Kann jemand was damit anfangen?

Danke & Gruß

LXUS

Win7 Pro 64bit


----------



## Gryllz (9. Sep 2010)

Hallo,

ich habe das gleiche Problem!! Habe in einem alten Thread auf 'winpower.de' (Error 1723 - Windows XP - Forum - Computer Forum - PC Forum - Windows Forum) gelesen, dass man den Windows Installer neu installieren soll. Problem ist nur, es gibt meiner Meinung nach noch keinen aktuellen Installer für Windows 7 zum runterladen... Downloaddetails: Windows Installer 4.5 Das höchste der Gefühle ist Windows Vista...

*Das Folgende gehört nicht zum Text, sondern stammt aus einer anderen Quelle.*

Issue #697, opened 2019-10-18
Inference on empty bounds range


saeednj:
In the following code an array with bounds `R1: (a, a + 10)` is declared, but passed to a function `foo` with a negative element count which generates bounds `R2: (a, a - 5)`. This code compiles without any errors or warnings. The injected dynamic check is triggered at runtime though.
```c
#include <stdchecked.h>

int foo(array_ptr<int> a : count(n), int n)
{
    return a[n / 2];
}

int main()
{
    int i;
    int a checked[10];
    for( i=0; i<10; i++ ) a[i] = i;

    return foo(a, -5);
}
```
In the bounds inference logic, `R2` should be a sub-range of `R1` to be acceptable. Although the offsets are constant values, the compiler does not catch that `R2` is empty and therefore any access to `a` is a violation of bounds. 

We can handle this case by adding this snippet to the `BaseRange::InRange` function in `SemaBounds.cpp`:
```c
          if ( R.IsEmpty() ) {
            Cause = CombineFailures(Cause, ProofFailure::Empty);
            return ProofResult::False;
          }
```
The case of source bounds (`R1`) being empty seems to be handled by the code already, but should be tested.

PR #702, opened 2019-10-30
Handling empty ranges in bounds inference

saeednj:
When assigning dest <-- src, this property should hold: dest_range \subseteq src_range (subset or equal). Empty destination ranges pass this test as demonstrated in issue  #697.

Here we disallow empty destination ranges for pointers of type `_Array_ptr`, and disallowing "strictly" empty ranges for pointers of type `_Nt_array_ptr` (we allow the case of lowerBound==upperBound for null-terminated array types).


lib/Sema/SemaBounds.cpp
```diff
@@ -1827,6 +1828,16 @@ namespace {
       // Is R a subrange of this range?
       ProofResult InRange(BaseRange &R, ProofFailure &Cause, EquivExprSets *EquivExprs,
                           std::pair<ComparisonSet, ComparisonSet>& Facts) {
+
+        // In assignments dest <-- src, this relation should hold: range_dest \subseteq range_src
+        // range_dest == {} always passes this test, however we are disallowing empty ranges
+        // for _Array_ptr (upperBound <= lowerBound). With the exception that
+        // upperBound == lowerBound is allowed for _Nt_array_ptr.
+        if ( R.IsEmpty() ) {
```
mgrang: You can remove the spaces inside the if clause.

``
if ( R.IsEmpty() ) --> if (R.IsEmpty())
``

lib/Sema/SemaBounds.cpp
```diff
@@ -1932,12 +1943,18 @@ namespace {
...
-      // `UpperOffsetConstant <= LowerOffsetConstant`.
+      // `UpperOffsetConstant <= LowerOffsetConstant`,
+      // except for _Nt_Array_ptr types
+      // that `UpperOffsetConstant == LowerOffsetConstant` is allowed.
       // Currently, it returns false when the range is not ConstantSized.
       // However, this should be generalized in the future.
       bool IsEmpty() {
-        if (IsConstantSizedRange())
+        if (IsConstantSizedRange()) {
+          if ( Base->IgnoreParenCasts()->getType()->isCheckedPointerNtArrayType() )
```
mgrang: Same comment here.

Ich hoffe, es weiss jemand Rat...

Grüße Gryllz


----------



## Ralph-Uwe (9. Sep 2010)

Hallo,

schaut mal hier:

http://www.java-forum.org/java-basics-anfaenger-themen/105679-probleme-java-installation.html


----------



## Gryllz (10. Sep 2010)

Hi,

nach einem Tag des Forendurchforstens habe ich die Lösung für mein Problem gefunden und es ist wirklich ne Kleinigkeit...
Und zwar hab ich die 64bit Version runtergeladen, mein JRE und JDK sind aber 32bit Versionen, was dann nicht funktioniert.
Vielleicht hilft's dir ja auch LXUS ;-)

Liebe Grüße,
Gryllz


----------